Stored data entries
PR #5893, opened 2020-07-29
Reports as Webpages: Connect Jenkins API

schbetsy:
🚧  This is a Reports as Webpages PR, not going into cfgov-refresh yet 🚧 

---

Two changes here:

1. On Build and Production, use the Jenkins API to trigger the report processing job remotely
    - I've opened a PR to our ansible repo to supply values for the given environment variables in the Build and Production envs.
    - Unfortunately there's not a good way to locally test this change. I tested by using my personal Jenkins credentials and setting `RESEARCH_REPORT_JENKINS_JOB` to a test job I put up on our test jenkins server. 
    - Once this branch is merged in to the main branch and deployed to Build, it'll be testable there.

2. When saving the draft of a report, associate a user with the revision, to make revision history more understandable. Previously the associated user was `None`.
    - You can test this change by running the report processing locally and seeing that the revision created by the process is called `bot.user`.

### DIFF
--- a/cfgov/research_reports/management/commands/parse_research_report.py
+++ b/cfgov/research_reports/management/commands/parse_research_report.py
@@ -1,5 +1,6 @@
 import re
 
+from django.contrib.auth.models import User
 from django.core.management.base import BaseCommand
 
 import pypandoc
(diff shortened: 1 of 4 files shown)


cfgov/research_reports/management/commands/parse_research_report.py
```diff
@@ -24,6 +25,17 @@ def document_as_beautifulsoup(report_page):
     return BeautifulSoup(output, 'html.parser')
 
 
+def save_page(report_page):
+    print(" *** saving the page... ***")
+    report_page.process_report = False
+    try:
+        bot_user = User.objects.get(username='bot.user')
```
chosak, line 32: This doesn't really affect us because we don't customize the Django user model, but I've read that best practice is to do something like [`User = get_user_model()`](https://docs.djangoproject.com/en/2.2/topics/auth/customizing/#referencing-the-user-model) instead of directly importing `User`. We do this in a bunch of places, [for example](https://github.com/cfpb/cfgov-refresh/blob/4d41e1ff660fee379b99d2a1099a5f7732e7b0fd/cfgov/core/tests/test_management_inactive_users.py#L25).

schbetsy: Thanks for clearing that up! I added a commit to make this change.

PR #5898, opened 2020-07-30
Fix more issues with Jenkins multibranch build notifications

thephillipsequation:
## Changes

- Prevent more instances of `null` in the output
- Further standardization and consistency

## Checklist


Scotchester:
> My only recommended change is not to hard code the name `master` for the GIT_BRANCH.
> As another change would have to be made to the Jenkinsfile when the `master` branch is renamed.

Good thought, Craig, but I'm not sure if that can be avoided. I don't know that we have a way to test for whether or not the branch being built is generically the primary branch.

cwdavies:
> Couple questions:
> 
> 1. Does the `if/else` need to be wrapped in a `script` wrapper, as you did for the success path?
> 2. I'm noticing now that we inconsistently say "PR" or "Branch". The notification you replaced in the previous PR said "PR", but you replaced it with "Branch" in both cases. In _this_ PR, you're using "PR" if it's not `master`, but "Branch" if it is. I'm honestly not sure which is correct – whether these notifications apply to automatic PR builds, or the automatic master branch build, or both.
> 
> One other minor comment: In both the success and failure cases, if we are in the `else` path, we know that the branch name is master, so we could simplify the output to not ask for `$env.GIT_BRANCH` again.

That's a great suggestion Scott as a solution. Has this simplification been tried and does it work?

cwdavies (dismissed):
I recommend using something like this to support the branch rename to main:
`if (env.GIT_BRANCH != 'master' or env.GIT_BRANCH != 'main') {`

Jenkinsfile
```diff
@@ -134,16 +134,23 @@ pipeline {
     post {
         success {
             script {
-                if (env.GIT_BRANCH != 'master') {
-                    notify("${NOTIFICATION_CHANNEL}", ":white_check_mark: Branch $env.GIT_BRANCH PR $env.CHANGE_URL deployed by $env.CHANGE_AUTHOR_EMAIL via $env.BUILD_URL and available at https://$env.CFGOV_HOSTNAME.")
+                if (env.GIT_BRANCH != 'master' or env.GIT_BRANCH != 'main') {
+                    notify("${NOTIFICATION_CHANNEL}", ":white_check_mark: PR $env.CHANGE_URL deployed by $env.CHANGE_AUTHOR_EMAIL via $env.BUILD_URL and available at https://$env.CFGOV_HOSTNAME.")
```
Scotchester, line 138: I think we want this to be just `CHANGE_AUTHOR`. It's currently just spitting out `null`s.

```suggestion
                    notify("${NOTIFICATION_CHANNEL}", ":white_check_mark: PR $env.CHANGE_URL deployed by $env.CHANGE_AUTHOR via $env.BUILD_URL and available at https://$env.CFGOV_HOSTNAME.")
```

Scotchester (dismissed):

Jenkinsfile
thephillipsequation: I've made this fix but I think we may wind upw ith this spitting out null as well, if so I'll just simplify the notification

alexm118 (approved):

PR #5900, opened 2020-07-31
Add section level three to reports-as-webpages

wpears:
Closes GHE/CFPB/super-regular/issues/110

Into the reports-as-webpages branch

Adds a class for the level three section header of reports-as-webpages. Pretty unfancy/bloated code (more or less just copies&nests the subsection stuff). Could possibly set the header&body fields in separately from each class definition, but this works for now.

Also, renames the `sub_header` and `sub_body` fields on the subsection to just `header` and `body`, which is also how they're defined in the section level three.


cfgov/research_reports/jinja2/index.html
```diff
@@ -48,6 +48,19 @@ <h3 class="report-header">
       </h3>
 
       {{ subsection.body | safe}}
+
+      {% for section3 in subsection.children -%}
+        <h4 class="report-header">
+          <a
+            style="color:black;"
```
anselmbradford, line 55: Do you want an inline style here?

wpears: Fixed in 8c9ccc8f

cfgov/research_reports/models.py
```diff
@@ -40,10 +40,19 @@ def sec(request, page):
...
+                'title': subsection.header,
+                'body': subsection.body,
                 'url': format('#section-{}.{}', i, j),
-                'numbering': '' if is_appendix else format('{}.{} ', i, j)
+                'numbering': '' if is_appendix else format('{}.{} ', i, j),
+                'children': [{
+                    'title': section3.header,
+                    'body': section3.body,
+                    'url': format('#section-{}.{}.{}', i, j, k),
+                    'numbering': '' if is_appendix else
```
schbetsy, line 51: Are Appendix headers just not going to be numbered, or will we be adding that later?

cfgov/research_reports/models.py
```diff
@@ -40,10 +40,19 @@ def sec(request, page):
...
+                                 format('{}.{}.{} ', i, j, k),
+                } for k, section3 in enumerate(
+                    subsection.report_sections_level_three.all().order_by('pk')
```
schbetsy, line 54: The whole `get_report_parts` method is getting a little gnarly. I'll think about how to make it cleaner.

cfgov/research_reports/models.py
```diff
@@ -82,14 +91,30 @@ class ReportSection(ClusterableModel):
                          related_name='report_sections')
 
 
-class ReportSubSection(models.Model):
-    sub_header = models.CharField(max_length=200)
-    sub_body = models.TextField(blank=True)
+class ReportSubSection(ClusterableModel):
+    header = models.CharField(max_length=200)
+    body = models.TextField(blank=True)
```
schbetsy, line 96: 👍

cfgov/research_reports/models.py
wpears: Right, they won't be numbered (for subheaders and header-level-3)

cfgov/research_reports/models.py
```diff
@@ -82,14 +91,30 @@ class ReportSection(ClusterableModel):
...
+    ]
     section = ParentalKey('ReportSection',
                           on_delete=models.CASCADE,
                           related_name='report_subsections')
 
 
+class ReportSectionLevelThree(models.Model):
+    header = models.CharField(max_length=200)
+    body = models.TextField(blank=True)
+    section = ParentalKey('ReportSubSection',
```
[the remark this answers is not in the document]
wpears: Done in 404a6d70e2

#### Brief:
The response must consist solely of the lines from the top of the records through the line holding "- Once this", copied word for word.

#### Solved exercise:
PR #5893, opened 2020-07-29
Reports as Webpages: Connect Jenkins API

schbetsy:
🚧  This is a Reports as Webpages PR, not going into cfgov-refresh yet 🚧 

---

Two changes here:

1. On Build and Production, use the Jenkins API to trigger the report processing job remotely
    - I've opened a PR to our ansible repo to supply values for the given environment variables in the Build and Production envs.
    - Unfortunately there's not a good way to locally test this change. I tested by using my personal Jenkins credentials and setting `RESEARCH_REPORT_JENKINS_JOB` to a test job I put up on our test jenkins server. 
    - Once this branch is merged in to the main branch and deployed to Build, it'll be testable there.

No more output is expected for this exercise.